The IATSE’s members train for years and put in long hours in locations all over the planet to craft the glossy blockbusters that make Hollywood billions. It’s impossible to look at all of the troubles swirling around the Rust set without also seeing the IATSE’s concerns made manifest, and impossible to see their concerns without seeing how the same disregard for workers at all levels has led to “The Great Resignation” sweeping across the country. Americans are quitting their jobs by the millions, throughout all industries but particularly in the wrongly-thought-to-be-lowly positions that make the world go round.
Illinois, where I live, is said to be among the least affected by the “labor shortage,” and yet there is hardly a fast food joint I’ve been to in the last six months where I haven’t seen a “Help Wanted” sign, no school district that does not complain of a bus driver shortage, no week that goes by when I don’t hear a local hospital or civic organization announce they are hiking wages or putting out a call for more of the dirt cheap entry level workers they cannot operate without.
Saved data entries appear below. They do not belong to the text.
PR #5144, opened 2026-08-21
fix(openai): fallback to reasoning field in non-stream responses conversion

warelik:
Stock port of kaitranntt/CLIProxyAPIPlus#191.

Extends non-stream OpenAI Responses conversion to fall back from
`choices.0.message.reasoning_content` to `choices.0.message.reasoning`.

repos in sync.


warelik:
Closing this PR because  blocks any  changes for READ-only accounts. Filed #5147 with the goal, rationale, and intended implementation so the maintenance team can apply the stock port.

warelik:
This PR touches internal/translator/ and therefore fails the translator-path-guard workflow, which blocks any PR in that path from a READ-only account. I have opened #5147 with the defect description, root cause file:line, and proposed patch. This PR is left open as a ready reference implementation for the maintenance team.

warelik:
Stock path-guard makes internal/translator PR unmergeable. Corresponding issue #5147 is now closed. Implementation remains retained upstream in Plus #191 and in warelik/mission-integration.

Most of these companies, it seems worth it to mention, also make billions of dollars every year. As they do so, and as their workers are the most likely to take ill with a virus that has killed more Americans than any American war, they still don’t guarantee things like paid leave or health insurance, things any worker in the rest of the industrialized world takes for granted—the sorts of things that unions across the country are now standing up for as we speak.
Hutchins’ death is still being investigated, and in the coming days there will be more things we discover about what led to it and who is responsible. We don’t yet know with total certainty the number of factors that contributed to it and the weight of each one. But a crew member is on the record, pointedly saying that “It always felt like the budget was more important than crew members.”
It is established fact that a lot of people raised the alarm about safety on set, and it inspires in me a familiar anger, as one of the people the creators ostensibly wanted to one day watch their movie. I don’t want the people who package my junk food to work suicide shifts. I don’t want the drive-thru to press 14-year-olds to work endless closing shifts. I don’t want the people who make my movies to lose limbs. Or get traumatic brain injuries. Or die.
These employees work in every industry, but all of their complaints sound awfully similar, and all of their bosses sound like the same guy. Why, he fumes, doesn’t anybody want to work?